DATA SHOWN -
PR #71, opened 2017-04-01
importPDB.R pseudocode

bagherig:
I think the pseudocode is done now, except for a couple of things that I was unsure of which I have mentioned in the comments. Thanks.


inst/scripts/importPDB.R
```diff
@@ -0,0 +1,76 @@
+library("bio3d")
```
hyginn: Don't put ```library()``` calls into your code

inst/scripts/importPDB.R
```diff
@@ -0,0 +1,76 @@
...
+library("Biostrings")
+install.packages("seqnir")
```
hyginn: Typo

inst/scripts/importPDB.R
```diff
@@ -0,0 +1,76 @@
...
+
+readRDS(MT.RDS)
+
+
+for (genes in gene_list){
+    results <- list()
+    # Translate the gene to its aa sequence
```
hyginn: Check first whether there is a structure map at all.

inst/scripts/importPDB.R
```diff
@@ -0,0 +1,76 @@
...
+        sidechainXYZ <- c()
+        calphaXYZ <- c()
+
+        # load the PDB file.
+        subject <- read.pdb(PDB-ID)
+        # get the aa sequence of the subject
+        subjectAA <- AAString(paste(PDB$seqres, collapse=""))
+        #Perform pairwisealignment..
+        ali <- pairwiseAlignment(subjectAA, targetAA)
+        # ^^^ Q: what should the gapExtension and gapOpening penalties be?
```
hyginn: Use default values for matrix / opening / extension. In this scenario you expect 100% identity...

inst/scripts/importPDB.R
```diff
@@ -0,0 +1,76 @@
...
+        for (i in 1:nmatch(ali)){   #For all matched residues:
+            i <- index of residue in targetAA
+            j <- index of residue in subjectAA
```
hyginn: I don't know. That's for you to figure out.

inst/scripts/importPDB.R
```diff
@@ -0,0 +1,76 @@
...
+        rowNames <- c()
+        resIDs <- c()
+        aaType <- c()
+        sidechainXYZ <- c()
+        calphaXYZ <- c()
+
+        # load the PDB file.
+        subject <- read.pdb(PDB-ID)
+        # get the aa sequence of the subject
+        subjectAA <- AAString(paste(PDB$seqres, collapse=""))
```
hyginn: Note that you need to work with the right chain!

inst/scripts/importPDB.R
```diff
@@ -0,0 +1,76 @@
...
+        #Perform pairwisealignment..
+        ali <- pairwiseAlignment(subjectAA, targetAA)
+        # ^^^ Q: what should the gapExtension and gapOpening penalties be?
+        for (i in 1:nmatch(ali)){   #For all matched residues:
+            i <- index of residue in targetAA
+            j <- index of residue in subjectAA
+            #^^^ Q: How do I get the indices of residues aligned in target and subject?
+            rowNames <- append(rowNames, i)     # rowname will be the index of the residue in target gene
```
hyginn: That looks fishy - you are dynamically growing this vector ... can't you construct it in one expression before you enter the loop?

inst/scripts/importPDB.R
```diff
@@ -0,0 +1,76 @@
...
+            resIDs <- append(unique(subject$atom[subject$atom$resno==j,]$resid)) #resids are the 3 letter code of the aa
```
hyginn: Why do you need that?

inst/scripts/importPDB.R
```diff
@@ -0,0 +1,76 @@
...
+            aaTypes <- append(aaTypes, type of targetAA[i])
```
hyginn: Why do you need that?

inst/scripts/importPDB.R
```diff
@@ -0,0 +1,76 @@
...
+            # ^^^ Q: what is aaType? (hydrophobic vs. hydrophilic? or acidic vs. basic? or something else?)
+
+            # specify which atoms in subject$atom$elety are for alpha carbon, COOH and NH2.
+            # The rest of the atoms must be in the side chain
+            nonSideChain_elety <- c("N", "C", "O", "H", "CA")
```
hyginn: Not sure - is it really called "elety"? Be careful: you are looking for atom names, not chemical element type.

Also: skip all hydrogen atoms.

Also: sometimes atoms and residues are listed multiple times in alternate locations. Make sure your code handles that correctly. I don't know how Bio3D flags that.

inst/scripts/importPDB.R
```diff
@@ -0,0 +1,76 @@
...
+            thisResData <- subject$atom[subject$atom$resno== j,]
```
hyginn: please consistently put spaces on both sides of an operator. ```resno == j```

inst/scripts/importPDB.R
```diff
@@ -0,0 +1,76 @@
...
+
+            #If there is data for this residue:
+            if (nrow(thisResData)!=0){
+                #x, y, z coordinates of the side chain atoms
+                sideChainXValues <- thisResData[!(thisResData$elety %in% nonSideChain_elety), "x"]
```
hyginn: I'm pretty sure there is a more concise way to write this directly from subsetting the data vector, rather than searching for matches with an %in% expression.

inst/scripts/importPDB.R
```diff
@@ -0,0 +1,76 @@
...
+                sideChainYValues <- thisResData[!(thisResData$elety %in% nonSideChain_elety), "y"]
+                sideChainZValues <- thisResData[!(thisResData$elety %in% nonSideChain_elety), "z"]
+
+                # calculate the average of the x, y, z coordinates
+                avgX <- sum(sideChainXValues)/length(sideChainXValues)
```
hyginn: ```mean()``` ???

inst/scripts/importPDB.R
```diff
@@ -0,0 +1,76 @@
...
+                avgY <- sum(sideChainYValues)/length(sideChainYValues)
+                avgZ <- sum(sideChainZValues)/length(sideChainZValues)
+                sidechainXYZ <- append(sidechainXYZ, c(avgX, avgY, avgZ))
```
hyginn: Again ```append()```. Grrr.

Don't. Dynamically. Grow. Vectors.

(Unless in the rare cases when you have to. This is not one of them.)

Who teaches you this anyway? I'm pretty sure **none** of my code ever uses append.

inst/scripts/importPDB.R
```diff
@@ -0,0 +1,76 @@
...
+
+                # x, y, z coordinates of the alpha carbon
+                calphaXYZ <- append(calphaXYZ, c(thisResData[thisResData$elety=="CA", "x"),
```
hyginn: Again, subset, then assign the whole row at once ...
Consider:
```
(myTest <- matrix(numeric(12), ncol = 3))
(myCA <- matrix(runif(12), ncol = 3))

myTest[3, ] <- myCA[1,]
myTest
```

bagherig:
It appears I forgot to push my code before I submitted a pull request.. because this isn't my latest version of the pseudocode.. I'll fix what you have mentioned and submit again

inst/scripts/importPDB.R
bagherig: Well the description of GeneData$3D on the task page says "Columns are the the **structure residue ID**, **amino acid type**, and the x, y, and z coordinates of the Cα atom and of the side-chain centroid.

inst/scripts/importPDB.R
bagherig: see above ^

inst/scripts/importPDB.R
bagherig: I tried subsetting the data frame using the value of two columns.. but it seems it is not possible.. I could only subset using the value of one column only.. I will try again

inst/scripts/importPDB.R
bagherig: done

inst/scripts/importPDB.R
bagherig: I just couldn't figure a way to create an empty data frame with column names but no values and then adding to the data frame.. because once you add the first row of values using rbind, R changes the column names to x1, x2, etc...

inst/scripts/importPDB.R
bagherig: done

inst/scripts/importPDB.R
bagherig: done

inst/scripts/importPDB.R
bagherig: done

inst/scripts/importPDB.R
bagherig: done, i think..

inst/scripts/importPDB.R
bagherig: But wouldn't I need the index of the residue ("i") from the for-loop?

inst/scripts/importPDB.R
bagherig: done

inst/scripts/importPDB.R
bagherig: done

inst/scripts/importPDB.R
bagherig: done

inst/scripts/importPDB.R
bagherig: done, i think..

DESCRIPTION OF THE TASK -
Reproduce exactly the line containing "(Unless in the" and every line after it through the end of the records above, and nothing else.

EXPECTED ANSWER -
(Unless in the rare cases when you have to. This is not one of them.)

Who teaches you this anyway? I'm pretty sure **none** of my code ever uses append.

inst/scripts/importPDB.R
```diff
@@ -0,0 +1,76 @@
...
+
+                # x, y, z coordinates of the alpha carbon
+                calphaXYZ <- append(calphaXYZ, c(thisResData[thisResData$elety=="CA", "x"),
```
hyginn: Again, subset, then assign the whole row at once ...
Consider:
```
(myTest <- matrix(numeric(12), ncol = 3))
(myCA <- matrix(runif(12), ncol = 3))

myTest[3, ] <- myCA[1,]
myTest
```

bagherig:
It appears I forgot to push my code before I submitted a pull request.. because this isn't my latest version of the pseudocode.. I'll fix what you have mentioned and submit again

inst/scripts/importPDB.R
bagherig: Well the description of GeneData$3D on the task page says "Columns are the the **structure residue ID**, **amino acid type**, and the x, y, and z coordinates of the Cα atom and of the side-chain centroid.

inst/scripts/importPDB.R
bagherig: see above ^

inst/scripts/importPDB.R
bagherig: I tried subsetting the data frame using the value of two columns.. but it seems it is not possible.. I could only subset using the value of one column only.. I will try again

inst/scripts/importPDB.R
bagherig: done

inst/scripts/importPDB.R
bagherig: I just couldn't figure a way to create an empty data frame with column names but no values and then adding to the data frame.. because once you add the first row of values using rbind, R changes the column names to x1, x2, etc...

inst/scripts/importPDB.R
bagherig: done

inst/scripts/importPDB.R
bagherig: done

inst/scripts/importPDB.R
bagherig: done

inst/scripts/importPDB.R
bagherig: done, i think..

inst/scripts/importPDB.R
bagherig: But wouldn't I need the index of the residue ("i") from the for-loop?

inst/scripts/importPDB.R
bagherig: done

inst/scripts/importPDB.R
bagherig: done

inst/scripts/importPDB.R
bagherig: done

inst/scripts/importPDB.R
bagherig: done, i think..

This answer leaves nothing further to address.